Lines that contain the string "hamilton" are the ones to list; copy all of them from the records.

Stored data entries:

- - - -

PR #154, opened 2020-04-06
Move verbatim to VerbatimEnvironment in __init__.py

dalcde:
This also rewrites NoCharSubEnvironment using what verbatim does. This
is cleaner because it overwrites normalize instead of invoke, and more
classes will want to have custom invoke than custom normalize. This
means it is generally easier to inherit NoCharSubEnvironment.

### DIFF
--- a/plasTeX/__init__.py
+++ b/plasTeX/__init__.py
@@ -914,27 +914,97 @@ class Environment(Macro):
         if dopars:
             self.paragraphs()
 
-
 class NoCharSubEnvironment(Environment):
     """
     A subclass of Environment which prevents character substitution inside
     itself.
     """
-    def __init__(self, *args, **kwargs):
-        # Will hold the owner document charsubs to restore it at the end
-        self.charsubs = []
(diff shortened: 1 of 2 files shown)


plasTeX/__init__.py
```diff
@@ -914,27 +914,97 @@ def digest(self, tokens):
...
     itself.
     """
-    def __init__(self, *args, **kwargs):
-        # Will hold the owner document charsubs to restore it at the end
-        self.charsubs = []
-        super(NoCharSubEnvironment, self).__init__(*args, **kwargs)
+
+    def normalize(self, charsubs=None):
+        """ Normalize, but don't allow character substitutions """
+        return Environment.normalize(self)
```
PatrickMassot, line 925: I think it would be much clearer to write:
```suggestion
        return Environment.normalize(self, charsubs=None)
```
rather than relying on the fact this is the default value anyway.

dalcde:
Fixed

PatrickMassot:
Thanks!

PR #662, opened 2018-06-17
Update ipynb-import.js

teonbrooks:
fix importing error with pyodide plugin


src/tools/ipynb-import.js
```diff
@@ -54,7 +54,7 @@ Support for importing Jupyter notebooks into Iodide is experimental.  In particu
   "displayName": "python",
   "codeMirrorMode": "python",
   "keybinding": "p",
-  "url": "https://iodide-project.github.io/pyodide-demo/pyodide.js",
+  "url": "https://iodide.github.io/pyodide-demo/pyodide.js",
```
mdboom: I think this needs to be `iodide.io`, not `iodide.github.io`...

PR #688, opened 2018-06-22
Fix export to clipboard capitalization in ui

wlach:


hamilton:
Thanks for the PR @wlach!

PR #689, opened 2018-06-22
Add a react component for the user button

wlach:
I think this is a little easier to understand (and thus modify).

### DIFF
--- a/src/components/menu/user-button.jsx
+++ b/src/components/menu/user-button.jsx
@@ -1,0 +1,31 @@
+import React from 'react'
+import PropTypes from 'prop-types';
+
+import AccountCircle from 'material-ui-icons/AccountCircle'
+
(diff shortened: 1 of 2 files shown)


src/components/menu/user-button.jsx
```diff
@@ -0,0 +1,31 @@
...
+import NotebookTaskButton from './notebook-task-button'
+import tasks from '../../actions/task-definitions'
+
+export default class UserButton extends React.Component {
+  static propTypes = {
+    isAuthenticated: PropTypes.bool.isRequired,
+  }
+
+  render() {
+    console.log('hi');
```
hamilton: hi! (this should be removed probably)

wlach: lol yes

- - - -

Finished exercise:
hamilton:
hamilton: hi! (this should be removed probably)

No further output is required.